Class 1 railroad Union Pacific (NYSE:UNP) isn't a stock that's likely to generate stellar returns from here , but that doesn't mean it can't be a useful option for income-seeking investors. Let's take a closer look at the pros and cons of being an investor in Union Pacific.
The case for buying Union Pacific
The investment case for buying the transportation stock is based on the following arguments:
- Railroad revenue tends to correlate strongly with growth in the industrial economy, and the tendency has been toward growth in the U.S.
- Railroads own their own infrastructure and tend to act almost as oligopolies within their geographies -- CSX and Norfolk Southern dominate the east coast, and Union Pacific and BNSF operate mainly in the western U.S. -- meaning that Union Pacific's market position is relatively secure.
- While revenue will oscillate with economic growth, all the major listed railroads are engaging in precision scheduled railroading, or PSR (more on that in a moment), initiatives designed to increasing profitability, so earnings prospects are getting better.
- The same PSR initiatives are improving service levels -- for example Union Pacific is improving its trip plan compliance -- and management believes it's winning market share from trucking as a consequence.
- Railroads can benefit from any opportunity from a pickup in North American manufacturing due to reshoring.
- Union Pacific's 2% dividend yield is attractive in an era of very low interest rates.
In a nutshell, you can think of Union Pacific as a relatively safe "bond-like" investment with a superior yield to the current 10-year treasury note yield of just 0.7%, and with the prospect of earnings/dividend growth coming from the factors outlined above.
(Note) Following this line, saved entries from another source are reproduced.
Issue #10957, opened 2024-05-05
CI: phpunit should fail on deprecated notices


kkmuffme:
If psalm itself triggers PHP notices in CI these aren't reported and the tests don't fail
e.g. https://github.com/vimeo/psalm/issues/10950 that issue would have been caught 3 years ago and I wonder how nobody has encountered that notice when running CI locally with a stricter error handler :)

Issue #10950, opened 2024-05-04
Psalm PHP notice when using modulo, bitwise or,... on non-int


kkmuffme:
https://psalm.dev/r/e2fc45cb56

When analyzing this code with psalm triggers a PHP notice
>Deprecated: Implicit conversion from float ... to int loses precision

Issue #10949, opened 2024-05-04
Report error for float used with modulo


kkmuffme:
No error reported https://psalm.dev/r/7f4bfa83e6
PHP triggers notice https://3v4l.org/Cph3O
>Deprecated: Implicit conversion from float 25.4 to int loses precision

PR #10958, opened 2024-05-05
CI should fail on PHP deprecated errors and report errors for deprecated implicit float to int precision loss

kkmuffme:
Fix https://github.com/vimeo/psalm/issues/10957
Fix https://github.com/vimeo/psalm/issues/10950
Fix https://github.com/vimeo/psalm/issues/10949

Update parts of CI to use PHP 8.3 instead of older PHP versions.

### DIFF
--- a/.github/workflows/ci.yml
+++ b/.github/workflows/ci.yml
@@ -125,6 +125,7 @@ jobs:
       fail-fast: false
       matrix:
         php-version:
+          - "7.4"
           - "8.0"
           - "8.1"
           - "8.2"
--- a/.github/workflows/windows-ci.yml
+++ b/.github/workflows/windows-ci.yml
@@ -54,7 +54,7 @@ jobs:
       - name: Set up PHP
         uses: shivammathur/setup-php@v2
         with:
-          php-version: '8.0'
+          php-version: '7.4'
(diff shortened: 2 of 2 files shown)


staabm:
In my experience you also need to set a proper php.ini in the github action. 

See e.g. https://github.com/nikic/PHP-Parser/commit/f2e037f8ea4c4bac1a5a36b4d8334f2aa581491a

.github/workflows/ci.yml
```diff
@@ -57,7 +57,7 @@ jobs:
       - name: Set up PHP
         uses: shivammathur/setup-php@v2
         with:
-          php-version: '7.4'
+          php-version: '8.3'
```
weirdan, line 60: Please revert this. For 5.x branch our lowest supported version is 7.4, and PHPCS (Slevomat coding standard) uses the version it runs on to customize some sniffs. Thus it should match the lowest version we support.

.github/workflows/windows-ci.yml
```diff
@@ -54,8 +54,8 @@ jobs:
       - name: Set up PHP
         uses: shivammathur/setup-php@v2
         with:
-          php-version: '8.0'
-          ini-values: zend.assertions=1, assert.exception=1, opcache.enable_cli=1, opcache.jit=function, opcache.jit_buffer_size=512M
+          php-version: '8.3'
```
weirdan, line 57: would actually prefer this lowered to 7.4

Precision scheduled railroading
In case you are wondering about PSR, it's simply a set of management initiatives designed to run the same volume of carloads, or more, but with fewer assets. As such, PSR practitioners focus on key metrics like increasing carload velocity, reducing terminal dwell, increasing the length of trains, and fewer train yards and locomotives. At the heart of PSR lies the principle of running trains between two fixed points on a fixed schedule, rather than the traditional hub and spoke model.
Obviously, the slump in railroad traffic caused by the pandemic has negatively affected railroads' attempts to improve productivity through PSR in 2020. However, the evidence from the data before the pandemic hit was that progress was being made on improving the underlying objectives. Furthermore, Union Pacific continues to report improvements in some of the key underlying PSR metrics discussed above.
Safe dividend yields
Ultimately, Union Pacific is the sort of investment that will appeal to relatively conservative investors looking for some reliable income.
The point about the dividend yield exceeding interest rates can be graphically seen below. The collapse in interest rates has made Union Pacific's dividend relatively attractive for investors. In fact, the bottom chart shows that the spread between Union Pacific's yield and 10-year treasury yields is higher than it's been for decades. In addition, the railroad's dividend payout is likely to grow.
The case against buying Union Pacific
While there's a lot to like about the stock, and railroads in general, there's also a case against buying Union Pacific. Aside from the obvious argument that there's no guarantee that the industrial economy will grow over time, the following three points could be made.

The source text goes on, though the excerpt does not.